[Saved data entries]
--- START ---
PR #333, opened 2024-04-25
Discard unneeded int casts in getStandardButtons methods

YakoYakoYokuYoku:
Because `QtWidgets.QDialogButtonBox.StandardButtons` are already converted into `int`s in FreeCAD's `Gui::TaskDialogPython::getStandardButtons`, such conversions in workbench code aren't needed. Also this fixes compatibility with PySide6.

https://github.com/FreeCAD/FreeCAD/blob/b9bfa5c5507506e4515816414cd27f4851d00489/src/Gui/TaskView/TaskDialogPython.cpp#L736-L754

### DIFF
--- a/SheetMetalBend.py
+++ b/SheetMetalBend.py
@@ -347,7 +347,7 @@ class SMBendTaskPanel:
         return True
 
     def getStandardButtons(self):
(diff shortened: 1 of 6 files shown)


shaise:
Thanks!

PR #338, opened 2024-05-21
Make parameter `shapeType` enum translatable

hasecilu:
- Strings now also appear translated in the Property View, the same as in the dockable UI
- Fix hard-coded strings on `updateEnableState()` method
--- END ---
--- START ---
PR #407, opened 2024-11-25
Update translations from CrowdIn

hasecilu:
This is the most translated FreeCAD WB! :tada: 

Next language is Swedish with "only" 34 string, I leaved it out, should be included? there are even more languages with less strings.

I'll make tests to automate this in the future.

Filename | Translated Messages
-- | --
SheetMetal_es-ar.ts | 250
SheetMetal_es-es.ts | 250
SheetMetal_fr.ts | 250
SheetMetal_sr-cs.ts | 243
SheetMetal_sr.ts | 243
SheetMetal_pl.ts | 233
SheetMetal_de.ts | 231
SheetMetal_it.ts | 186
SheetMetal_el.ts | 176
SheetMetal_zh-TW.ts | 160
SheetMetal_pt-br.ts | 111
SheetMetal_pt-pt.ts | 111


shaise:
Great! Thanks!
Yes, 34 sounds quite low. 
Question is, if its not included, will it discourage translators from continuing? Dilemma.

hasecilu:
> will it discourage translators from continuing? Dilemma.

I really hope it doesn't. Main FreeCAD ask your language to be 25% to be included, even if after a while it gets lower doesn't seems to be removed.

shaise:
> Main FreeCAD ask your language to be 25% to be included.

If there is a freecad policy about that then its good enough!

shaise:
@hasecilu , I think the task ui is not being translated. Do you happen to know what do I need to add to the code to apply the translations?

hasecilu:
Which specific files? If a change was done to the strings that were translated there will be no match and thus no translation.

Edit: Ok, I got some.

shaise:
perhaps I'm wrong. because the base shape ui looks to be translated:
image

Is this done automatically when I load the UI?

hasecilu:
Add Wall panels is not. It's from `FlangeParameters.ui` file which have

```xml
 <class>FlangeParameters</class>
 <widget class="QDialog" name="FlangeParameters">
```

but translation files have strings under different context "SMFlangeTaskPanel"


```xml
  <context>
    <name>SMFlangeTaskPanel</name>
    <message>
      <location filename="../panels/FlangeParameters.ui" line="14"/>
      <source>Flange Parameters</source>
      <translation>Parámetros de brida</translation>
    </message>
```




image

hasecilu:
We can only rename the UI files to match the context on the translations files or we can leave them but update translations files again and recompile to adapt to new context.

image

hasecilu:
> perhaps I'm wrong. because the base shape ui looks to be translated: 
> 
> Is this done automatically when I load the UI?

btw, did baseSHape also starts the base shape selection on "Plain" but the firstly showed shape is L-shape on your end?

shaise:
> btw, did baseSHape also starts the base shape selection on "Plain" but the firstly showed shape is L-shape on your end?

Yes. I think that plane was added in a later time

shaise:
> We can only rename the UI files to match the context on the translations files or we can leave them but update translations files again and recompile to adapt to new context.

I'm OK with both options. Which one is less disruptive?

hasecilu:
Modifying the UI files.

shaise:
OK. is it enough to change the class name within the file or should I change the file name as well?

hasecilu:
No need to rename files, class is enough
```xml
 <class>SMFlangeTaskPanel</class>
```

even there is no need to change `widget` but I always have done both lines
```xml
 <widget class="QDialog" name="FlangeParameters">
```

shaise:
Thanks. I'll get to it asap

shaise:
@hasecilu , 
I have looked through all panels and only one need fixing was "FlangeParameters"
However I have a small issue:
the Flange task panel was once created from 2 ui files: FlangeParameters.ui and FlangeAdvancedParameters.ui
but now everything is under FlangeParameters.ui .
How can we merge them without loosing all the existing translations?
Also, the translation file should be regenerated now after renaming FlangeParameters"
--- END ---
Return each line of the records above in which the word "discourage" occurs.

Question is, if its not included, will it discourage translators from continuing? Dilemma.
> will it discourage translators from continuing? Dilemma.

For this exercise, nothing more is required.